Dataset entries:

%%

PR #745, opened 2026-06-18
Clarify an empty object in a VP Token cannot be used to signify an error response

### LINKED ISSUE #743: Clarify error case when wallet returns empty vp_token vs error response vs no response
The spec allows the wallet to send a vp_token with an empty object, a vp_token with partial results, an error response, or no error response at all.

Do we want to provide implementation guidance when to send what?

@Sakurann @paulbastian @fkj @GarethCOliver @c2bo

awoie:
Fixes #743

- [x] needs errata? change 1.0?

I also improved the vp_token definition because it is a quite important part of the spec and the readability was not great.

I removed this editorially because I don't think it had any meaning anymore:
> The same rules as above apply for encoding the Presentations.


awoie:
We probably will need to apply this logic to DC API as well. I will need to double check if this is included with the current proposed text.

fkj (approved):
If people don't object to the rewriting of the definition, I agree that this makes it easier to understand what we actually mean.

1.1/openid-4-verifiable-presentations-1_1.md
```diff
@@ -1161,8 +1164,27 @@ The behavior with respect to the VP Token is unspecified for any other individua
...
+  * When `multiple` is omitted or set to `false`, the array MUST contain exactly
+    one Presentation.
+
+  * The object MUST NOT contain an entry for an optional Credential Query when
+    there are no matching Credentials for that Credential Query.
+
+  * Each Presentation MUST be encoded as a string or object according to
+    (#format_specific_parameters).
+
+  * The object MAY be empty only if the DCQL query can be satisfied without
```
c2bo: Something like this might make it more clear imho?

```suggestion
  * The object MUST NOT be empty unless the DCQL query can be satisfied without
```

1.1/openid-4-verifiable-presentations-1_1.md
```diff
@@ -1161,8 +1164,27 @@ The behavior with respect to the VP Token is unspecified for any other individua
...
+  * Each key MUST be the `id` of a Credential Query in the DCQL query.
+
+  * Each value MUST be an array containing one or more Presentations matching
+    the corresponding Credential Query.
+
+  * When `multiple` is omitted or set to `false`, the array MUST contain exactly
+    one Presentation.
+
+  * The object MUST NOT contain an entry for an optional Credential Query when
+    there are no matching Credentials for that Credential Query.
```
paulbastian, line 1188: This is hard to understand for me, is this repeating things from DCQL rules? Why "optional"?

paulbastian: I think this line is rather confusing and repeating DCQL rules

Sakurann:
wg discussion, should be in the errata as well.

1.1/openid-4-verifiable-presentations-1_1.md
```diff
@@ -1161,8 +1164,27 @@ The behavior with respect to the VP Token is unspecified for any other individua
 
 When a VP Token is returned, the respective response includes the following parameters:
 
+
 `vp_token`:
-: REQUIRED. This is a JSON-encoded object containing entries where the key is the `id` value used for a Credential Query in the DCQL query and the value is an array of one or more Presentations that match the respective Credential Query. When `multiple` is omitted, or set to `false`, the array MUST contain only one Presentation. There MUST NOT be any entry in the JSON-encoded object for optional Credential Queries when there are no matching Credentials for the respective Credential Query. Each Presentation is represented as a string or object, depending on the format as defined in (#format_specific_parameters). The same rules as above apply for encoding the Presentations.
+: REQUIRED. A JSON-encoded object subject to the following requirements:
+
+  * Each key MUST be the `id` of a Credential Query in the DCQL query.
+
```
paulbastian, line 1180: we usually don't use empty lines in enumerations

1.1/openid-4-verifiable-presentations-1_1.md
Sakurann:
```suggestion
  * The object MUST NOT be empty
```
i thought we discussed we don't want to allow empty

1.1/openid-4-verifiable-presentations-1_1.md
awoie: I know that but it was there previously. Happy to remove it but on the WG call on July 2, we decided to keep it.

1.1/openid-4-verifiable-presentations-1_1.md
awoie: But we do also in this spec doc and if I remember correctly, this won't render nicely if it was removed.

1.1/openid-4-verifiable-presentations-1_1.md
```diff
@@ -1161,8 +1164,27 @@ The behavior with respect to the VP Token is unspecified for any other individua
...
+  * The object MUST NOT contain an entry for an optional Credential Query when
+    there are no matching Credentials for that Credential Query.
+
+  * Each Presentation MUST be encoded as a string or object according to
+    (#format_specific_parameters).
+
+  * The object MUST NOT be empty
+    returning any Presentation according to
+    (#dcql_query_lang_processing_rules).
```
jogu: There's missing words or something here. This isn't a sentence that makes sense.

.DS_Store
jogu, line 1: we should remove .DS_Store

1.1/openid-4-verifiable-presentations-1_1.md
```diff
@@ -1140,6 +1140,9 @@ Additional, more complex examples can be found in (#more_dcql_query_examples).
 
 A VP Token is only returned if the corresponding Authorization Request contained a `dcql_query` parameter or a `scope` parameter representing a DCQL Query (as defined in #vp_token_request).
 
+The Wallet MUST return a VP Token only if the set of Presentations represented
+by the VP Token satisfies the requirements of the DCQL query according to (#dcql_query_lang_processing_rules).
```
jogu: There's a gap/ambiguity here I think. If all the requested credentials are set as optional, returning no credentials satisfies the DCQL query, so you can/must return a VP Token. But then the rules below leave no VP Token that is valid to return.

jogu (changes requested):

awoie:
Please review again @jogu @paulbastian @Sakurann . @jogu Note that if my memory is correct that the WG agreed to prohibit empty vp_token's even for the case where the DCQL query has only optional queries.

1.0/openid-4-verifiable-presentations-1_0.md
```diff
@@ -1144,6 +1144,17 @@ Additional, more complex examples can be found in (#more_dcql_query_examples).
...
 
+The Wallet MUST return a VP Token only if the set of Presentations returned in
+the VP Token satisfies the requirements of the DCQL query according to
+(#dcql_query_lang_processing_rules). If the Wallet does not return any
+Presentation, for example, because the End-User did not give consent, the
+requested Credentials are not available, or the DCQL query can be satisfied
+without returning any Presentation (i.e., all Credential Queries that cannot
+be fulfilled are optional), the Wallet MUST NOT return a VP Token; if the
+Wallet returns a response, it MUST be an error response as defined in
+(#error-response). In particular, an empty VP Token (a JSON object without
```
jogu, line 1154: I think my only remaining is that people might decide to return an error response without getting user consent first. I think there's existing text about this somewhere and we should probably reference that text from here?

brentzundel:
WG discussion: @awoie will make some changes to address @jogu remainning concern

brentzundel:
@paulbastian will review as well

1.0/openid-4-verifiable-presentations-1_0.md
c2bo: I guess we should point to https://openid.github.io/OpenID4VP/openid-4-verifiable-presentations-1_0-wg-draft.html#section-15.9 ?

awoie: Thank you. We should probably move some of the more generic content from 15.9.2 to 15.9 Error Response, and make sure the section applies to both, redirect and DC API flows. We would then need to update the reference to 15.9.2 in Annex A to include the generic and the more specific DC API-related section in the privacy considerations.

1.1/openid-4-verifiable-presentations-1_1.md
paulbastian: I've created an issue for it: #762

paulbastian (approved):

1.0/openid-4-verifiable-presentations-1_0.md
```diff
@@ -2059,17 +2061,11 @@ Untrusted or unrecognized Request URI endpoints SHOULD be rejected or require En
 
 If the Wallet is acting within a trust framework that allows the Wallet to determine whether a Request URI belongs to a certain Client Identifier, the Wallet is RECOMMENDED to validate the Verifier's authenticity and authorization given by the Client Identifier and that the Request URI corresponds to this Verifier. If the link cannot be established in those cases, the Wallet MUST refuse the request.
 
-## Error Responses
+## Error Responses {#privacy-error-responses}
```
jogu: This might break links people have to the 1.0 spec so they no longer jump to the right section.

We could use the existing autogenerated id (`(#error-responses)` ) when linking to it instead?

1.0/openid-4-verifiable-presentations-1_0.md
```diff
@@ -1166,7 +1179,25 @@ The behavior with respect to the VP Token is unspecified for any other individua
...
 `vp_token`:
-: REQUIRED. This is a JSON-encoded object containing entries where the key is the `id` value used for a Credential Query in the DCQL query and the value is an array of one or more Presentations that match the respective Credential Query. When `multiple` is omitted, or set to `false`, the array MUST contain only one Presentation. There MUST NOT be any entry in the JSON-encoded object for optional Credential Queries when there are no matching Credentials for the respective Credential Query. Each Presentation is represented as a string or object, depending on the format as defined in (#format_specific_parameters). The same rules as above apply for encoding the Presentations.
+: REQUIRED. A JSON-encoded object subject to the following requirements:
+
+  * Each key MUST be the `id` of a Credential Query in the DCQL query.
+
+  * Each value MUST be an array containing one or more Presentations matching
+    the corresponding Credential Query.
+
+  * When `multiple` is omitted or set to `false`, the array MUST contain exactly
```
jogu: This might make it clearer what's been talked about:

```suggestion
  * When `multiple` was omitted in the DCQL query or set to `false`, the array MUST contain exactly
```

1.0/openid-4-verifiable-presentations-1_0.md
jogu: I think this might actually be specific to DC API? e.g. 'A request for a single document type will reveal the End-User is in possession of that Credential' can I think only happen for DC API.

1.0/openid-4-verifiable-presentations-1_0.md
```diff
@@ -1144,6 +1144,19 @@ Additional, more complex examples can be found in (#more_dcql_query_examples).
 
 A VP Token is only returned if the corresponding Authorization Request contained a `dcql_query` parameter or a `scope` parameter representing a DCQL Query (as defined in #vp_token_request).
 
+The Wallet MUST return a VP Token only if the set of Presentations returned in
+the VP Token satisfies the requirements of the DCQL query according to
```
jogu: Maybe this reads slightly better? I can live with existing wording though.

```suggestion
The Wallet MUST return a VP Token only if it contains a set of
  Presentations that satisfy the requirements of the DCQL query according to
```

brentzundel: @jogu I think you've got an extra 'only' in there

jogu: I do - fixed, thanks!

awoie:
@jogu You're right, `{#privacy-error-responses}` would have changed the published anchor and broken existing links. So I dropped the explicit anchor and used `(#error-responses)` for the three cross-references instead.

DC API specificity: Partly agreed. The underlying consideration isn't unique to the DC API. A Wallet in a redirect-based flow that returns an error depending on whether it can match the request leaks the same information, which is what the two SHOULD NOT paragraphs below the list already address. But you're right that the bullets were phrased as unconditional, and that absolute only holds for the DC API. Rather than moving them back under the DC API heading, I scoped the lead-in:

> Where the fact that an error response is returned, or the content of that error response, depends on the Wallet's ability to satisfy the request, the narrower a request is, the more information is revealed:

and added a note after the list:

> Note that when the Digital Credentials API is used, this can be the case even if the Wallet behaves identically in all cases, as described in (#privacy-dc-api-error).

The bullets themselves are unchanged. Let me know if you'd rather have them back in the DC API subsection.

Also synced the same changes plus your two earlier suggestions into 1.1, which had drifted from 1.0.

brentzundel:
Discussed in DCP WG call. Changes have been made and @jogu needs to re-review.

1.0/openid-4-verifiable-presentations-1_0.md
```diff
@@ -1143,6 +1143,19 @@ Additional, more complex examples can be found in (#more_dcql_query_examples).
 
 A VP Token is only returned if the corresponding Authorization Request contained a `dcql_query` parameter or a `scope` parameter representing a DCQL Query (as defined in #vp_token_request).
```
jogu: Unrelated to this PR, but if I raise a separate PR it would conflict - this renders incorrectly (the #vp_token_request doesn't become a link):

Image

```suggestion
A VP Token is only returned if the corresponding Authorization Request contained a `dcql_query` parameter or a `scope` parameter representing a DCQL Query, as defined in (#vp_token_request).
```

jogu (approved):

1.1/openid-4-verifiable-presentations-1_1.md
```diff
@@ -1139,6 +1139,19 @@ Additional, more complex examples can be found in (#more_dcql_query_examples).
 
 A VP Token is only returned if the corresponding Authorization Request contained a `dcql_query` parameter or a `scope` parameter representing a DCQL Query (as defined in #vp_token_request).
```
jogu: Same rendering fix for 1.1:

```suggestion
A VP Token is only returned if the corresponding Authorization Request contained a `dcql_query` parameter or a `scope` parameter representing a DCQL Query, as defined in (#vp_token_request).
```

jogu (approved):
Looks good to me I think - spotted to unrelated rendering issues that would be good to include.

1.0/openid-4-verifiable-presentations-1_0.md
```diff
@@ -1143,6 +1143,19 @@ Additional, more complex examples can be found in (#more_dcql_query_examples).
...
 
+The Wallet MUST return a VP Token only if it contains a set of
+  Presentations that satisfy the requirements of the DCQL query according to
```
```suggestion
Presentations that satisfy the requirements of the DCQL query according to
```

1.1/openid-4-verifiable-presentations-1_1.md
```diff
@@ -2105,27 +2136,31 @@ If the Wallet is acting within a trust framework that allows the Wallet to deter
...
+
+In the event that another component is invoked instead of the Wallet, the End-User SHOULD be informed and give consent before the invoked component returns the `wallet_unavailable` Authorization Error Response to the Verifier.
+
+### Digital Credential API Error Responses {#privacy-dc-api-error}
+
+Returning any OpenID4VP protocol error, regardless of content, can reveal additional information about the End-User’s underlying Credentials or Wallet in a way that is unique to the Digital Credentials API since reaching the Wallet can be dependent on a Wallet's ability to satisfy the request. For example, platform implementations could only allow Wallets to be selected that satisfy the request. In this case, OpenID4VP protocol error responses can only be returned by a selected Wallet and would therefore reveal that the End-User is in possession of Credentials that satisfy the request. This is in contrast to other engagement methods, in which the Wallet receives the request before learning if it can be fulfilled. What is revealed by a Wallet in those cases depends on how each individual Wallet processes the request.
```
fkj:
```suggestion
Returning any OpenID4VP protocol error, regardless of content, can reveal additional information about the End-User’s underlying Credentials or Wallet in a way that is unique to the Digital Credentials API since reaching the Wallet can be dependent on a Wallet's ability to satisfy the request. For example, platform implementations could allow only Wallets that satisfy the request to be selected. In this case, OpenID4VP protocol error responses can only be returned by a selected Wallet and would therefore reveal that the End-User is in possession of Credentials that satisfy the request. This is in contrast to other engagement methods, in which the Wallet receives the request before learning if it can be fulfilled. What is revealed by a Wallet in those cases depends on how each individual Wallet processes the request.
```

1.0/openid-4-verifiable-presentations-1_0.md
```diff
@@ -2042,27 +2073,31 @@ If the Wallet is acting within a trust framework that allows the Wallet to deter
...
+
+In the event that another component is invoked instead of the Wallet, the End-User SHOULD be informed and give consent before the invoked component returns the `wallet_unavailable` Authorization Error Response to the Verifier.
+
+### Digital Credential API Error Responses {#privacy-dc-api-error}
+
+Returning any OpenID4VP protocol error, regardless of content, can reveal additional information about the End-User’s underlying Credentials or Wallet in a way that is unique to the Digital Credentials API since reaching the Wallet can be dependent on a Wallet's ability to satisfy the request. For example, platform implementations could only allow Wallets to be selected that satisfy the request. In this case, OpenID4VP protocol error responses can only be returned by a selected Wallet and would therefore reveal that the End-User is in possession of Credentials that satisfy the request. This is in contrast to other engagement methods, in which the Wallet receives the request before learning if it can be fulfilled. What is revealed by a Wallet in those cases depends on how each individual Wallet processes the request.
```
fkj:
```suggestion
Returning any OpenID4VP protocol error, regardless of content, can reveal additional information about the End-User’s underlying Credentials or Wallet in a way that is unique to the Digital Credentials API since reaching the Wallet can be dependent on a Wallet's ability to satisfy the request. For example, platform implementations could allow only Wallets that satisfy the request to be selected. In this case, OpenID4VP protocol error responses can only be returned by a selected Wallet and would therefore reveal that the End-User is in possession of Credentials that satisfy the request. This is in contrast to other engagement methods, in which the Wallet receives the request before learning if it can be fulfilled. What is revealed by a Wallet in those cases depends on how each individual Wallet processes the request.
```

fkj (commented):
Minor editorial suggestions, but otherwise looks fine to me.

awoie:
@dastoikov @brentzundel @Sakurann this might be good to merge now.

1.1/openid-4-verifiable-presentations-1_1.md
```diff
@@ -1137,7 +1137,20 @@ Additional, more complex examples can be found in (#more_dcql_query_examples).
 
 # Response {#response}
 
-A VP Token is only returned if the corresponding Authorization Request contained a `dcql_query` parameter or a `scope` parameter representing a DCQL Query (as defined in #vp_token_request).
+A VP Token is only returned if the corresponding Authorization Request contained a `dcql_query` parameter or a `scope` parameter representing a DCQL Query, as defined in (#vp_token_request).
+
+The Wallet MUST return a VP Token only if it contains a set of
+  Presentations that satisfy the requirements of the DCQL query according to
```
```suggestion
Presentations that satisfy the requirements of the DCQL query according to
```

1.0/openid-4-verifiable-presentations-1_0.md
```diff
@@ -1141,7 +1141,20 @@ Additional, more complex examples can be found in (#more_dcql_query_examples).
...
+(#dcql_query_lang_processing_rules). If the Wallet does not return any
+Presentation, for example, because the End-User did not give consent, the
+requested Credentials are not available, or the DCQL query can be satisfied
+without returning any Presentation (i.e., all Credential Queries that cannot
+be fulfilled are optional), the Wallet MUST NOT return a VP Token; if the
+Wallet returns a response, it MUST be an error response as defined in
+(#error-response). In particular, an empty VP Token (a JSON object without
+any entries) MUST NOT be used to signify an error. Privacy considerations that
+apply when returning an error response, in particular with regard to End-User
+consent, are defined in (#error-responses).
```
c2bo, line 1157: Should we say something about the error to use here? I'd say `access_denied` is the natural choice.

dastoikov:
> @dastoikov @brentzundel @Sakurann this might be good to merge now.

I would need to catch up in order to properly review the PR. That said, the intent of the text is clear and the PR seems to be aligned with the WG decision.

1.0/openid-4-verifiable-presentations-1_0.md
dastoikov: > Should we say something about the error to use here? I'd say `access_denied` is the natural choice.

IMO, there is no need for that.

dpostnikov (approved):

c2bo (approved):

%%

*Work request*: Send back the lines of the records word for word, from the very first through the line containing "I also improved".

*Response*:
PR #745, opened 2026-06-18
Clarify an empty object in a VP Token cannot be used to signify an error response

### LINKED ISSUE #743: Clarify error case when wallet returns empty vp_token vs error response vs no response
The spec allows the wallet to send a vp_token with an empty object, a vp_token with partial results, an error response, or no error response at all.

Do we want to provide implementation guidance when to send what?

@Sakurann @paulbastian @fkj @GarethCOliver @c2bo

awoie:
Fixes #743

- [x] needs errata? change 1.0?

I also improved the vp_token definition because it is a quite important part of the spec and the readability was not great.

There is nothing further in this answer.